Task objective: Once you reach the line that contains "this change looks good overall!", retype it and every line after it exactly, ending with the last line of the entries.

[Records from a data source]
PR #901, opened 2025-08-25
fix: Add Accept header to auth metadata request

SVLaursen:
Adds the Accept header of 'application/json' to the auth metadata request for the MCP client. 
Reason for this being that in some cases, particularly in the SAP ecosystem, auth services have a default of going to a login page/IDP selection screen if the Accept is '*/*'. 

## Motivation and Context

Recently I've been working on getting MCP into the ERP world, particularly the SAP sphere. All apps used in this area are typically deployed to the Business Technology Platform (BTP) where auth systems like XSUAA are used. 

Unfortunately with the current implementation of the auth metadata fetcher for the client side, the default logic of the XSUAA service comes into play, as it defaults to a login page when a query against the metadata endpoint is made, unless the requester explicitly asks for the JSON content. 

Therefore by asking specifically for the metadata as JSON this problem can be avoided, and seeing as the subsequent logic in the client library also depends on the data received being of JSON format, it would make sense.

## How Has This Been Tested?

I tested this using our internal implementation and the client returned the metadata as expected.

## Breaking Changes

Not to my knowledge.

## Types of changes

- [ ] Documentation update

## Checklist

### DIFF
--- a/src/client/auth.test.ts
+++ b/src/client/auth.test.ts
@@ -863,7 +863,8 @@ describe('OAuth Authorization', () => {
             const calls = mockFetch.mock.calls;
             const [, options] = calls[0];
             expect(options.headers).toEqual({
-                'MCP-Protocol-Version': '2025-01-01'
+                'MCP-Protocol-Version': '2025-01-01',
+                Accept: 'application/json'
             });
         });
 
--- a/src/client/auth.ts
+++ b/src/client/auth.ts
@@ -738,7 +738,10 @@ export async function discoverAuthorizationServerMetadata(
         protocolVersion?: string;
     } = {}
 ): Promise<AuthorizationServerMetadata | undefined> {
-    const headers = { 'MCP-Protocol-Version': protocolVersion };
+    const headers = {
+        'MCP-Protocol-Version': protocolVersion,
+        Accept: 'application/json'
+    };
 
     // Get the list of URLs to try
     const urlsToTry = buildDiscoveryUrls(authorizationServerUrl);


SVLaursen:
Rebasing to the latest changes. I hope you will consider this small fix as it will do wonders for integration in the SAP ecosystem.

src/client/auth.test.ts
```diff
@@ -903,22 +1031,27 @@ describe("OAuth Authorization", () => {
...
+        { protocolVersion: "2025-01-01" },
       );
 
       expect(metadata).toEqual(validOAuthMetadata);
       const calls = mockFetch.mock.calls;
       const [, options] = calls[0];
       expect(options.headers).toEqual({
-        "MCP-Protocol-Version": "2025-01-01"
+        "MCP-Protocol-Version": "2025-01-01",
+        Accept: "application/json",
```
pcarleton: note: this is the substantive part of the test change (rest of the changes in this file are formatting, we separately need to fix formatting all over so we can stop having them creep into changes)

pcarleton (changes requested):
this change looks good overall!

if you could rebase it, that'd be great. we also just recently did a prettier pass, so hopefully the test change will be less of a formatting monster

src/client/auth.test.ts
SVLaursen: @pcarleton Should be rebased now with a little less over-formatting and confusing diffs 😄

SVLaursen:
PR has been rebased and the changes should now be less massive with the formatting fixed

pcarleton:
Thanks @SVLaursen !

Reply:
this change looks good overall!

if you could rebase it, that'd be great. we also just recently did a prettier pass, so hopefully the test change will be less of a formatting monster

src/client/auth.test.ts
SVLaursen: @pcarleton Should be rebased now with a little less over-formatting and confusing diffs 😄

SVLaursen:
PR has been rebased and the changes should now be less massive with the formatting fixed

pcarleton:
Thanks @SVLaursen !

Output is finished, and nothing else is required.